单颗金刚石磨粒划擦多晶烧结碳化硅陶瓷试验研究

Experimental Research on Single Diamond Grain Scratching Polycrystalline Sintered Silicon Carbide Ceramics

为了研究多晶烧结碳化硅陶瓷材料去除机理,利用自行搭建的单颗金刚石磨粒划擦试验平台划擦无压固相烧结碳化硅陶瓷,在线观察单颗金刚石磨粒划擦多晶烧结碳化硅陶瓷成屑过程,同时采集和分析切削力,然后用光学显微镜观察划痕形貌。试验结果表明,烧结碳化硅陶瓷切屑形态有带状和崩碎状2种,成屑过程可分为带状切屑形成阶段、带状切屑堆积阶段以及切屑崩碎阶段;当切削速度v=0.01mm/s时,切向和法向切削力在t=16s时出现显著的拐点,而v=0.04mm/s时,仅仅法向力出现拐点(t=12.5s),由于在拐点之后切屑呈崩碎状,法向力发生显著的波动;在塑性去除阶段,划痕表面仍存在微小鱼鳞状裂纹,在脆性去除阶段,随着未变形切厚增加,断裂凹坑由间断区域转变成连续区域,直至断裂面扩展至非划痕区域。

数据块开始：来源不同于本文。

PR #1353, opened 2026-08-07
Vite 8 support

indykoning:
In a new project i updated all dependencies, only running into an error with the combininggraphql See: https://rolldown.rs/in-depth/bundling-cjs#recommendations-for-library-authors
Ref: DONG-37


indykoning:
It seems that the updated Vite stack handles bundling differently
image 
vs 
image

As you can see, the app.js significantly reduces in size due to Vue being bundled separately

indykoning:
We might want to consider switching to nginx in the pipelines.
On my local machine this is the difference between nginx and `php artisan serve` is 100 performance score and 90 performance score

To make a further understanding of the materials removal mechanisms of polycrystalline sintered silicon carbide（Si C） ceramics, a single diamond grain scratch platform was built to carry a single diamond grain scratch test on the polycrystalline solid phase sintered silicon carbide ceramics. In the scratching process, the chip formations were observed and the scratching force signals were collected and analyzed, then the scratch morphologies were observed with an optical microscope. The results show that the chip forms of sintered Si C ceramics are classified into continuous chips and collapsing chips, and scratching process has in turn experienced continuous chips formation stage, continuous chips accumulation stage and chips collapsing stage. Besides, when the scratching speed v=0.01 mm/s, there is a significant turning point of tangential and normal scratch force at the time of 16 s. Whereas, at the scratching speed of 0.04 mm/s, the turning point just appears in normal scratching force, and the normal grinding force fluctuates heavily when the scratching time exceeds 12.5 s, which may be due to the collapsing chips formation. What＇s more, even the Si C ceramic materials are removed in ductile mode, there are fishscales cracks appearing on the scratching surface. When polycrystalline Si C ceramics removed in brittle mode, the fractured surfaces transforms from the discontinuous region into the continuous region with the increasing scratching depth. Eventually, the fractured surface extends to the non-scratching area.